Data entries
:::::
PR #517, opened 2024-06-07
Delete postinstall

jasonLaster:
This deletes the other post install scripts that we have which will also make this more consistent with playwright and our docs which suggest you run `replayio install`


bvaughn (commented):
Seems like we should also be deleting the "first-run" files in src?

jasonLaster:
good catch. thought i had

packages/cypress/package.json
```diff
@@ -17,7 +17,6 @@
     "*.d.ts"
   ],
   "scripts": {
-    "postinstall": "node ./first-run.js",
```
Andarist, line 20: this is a breaking change, so it deserves a major bump in the relevant packages - and we might want to take a look if there are any other breaking changes in those packages that we'd like to batch together with this

jasonLaster: nothing comes to mind. will defer to you.

Andarist:
superseded by https://github.com/replayio/replay-cli/pull/522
:::::
For the data above, state how many of its lines contain the word "like", giving no other text.

2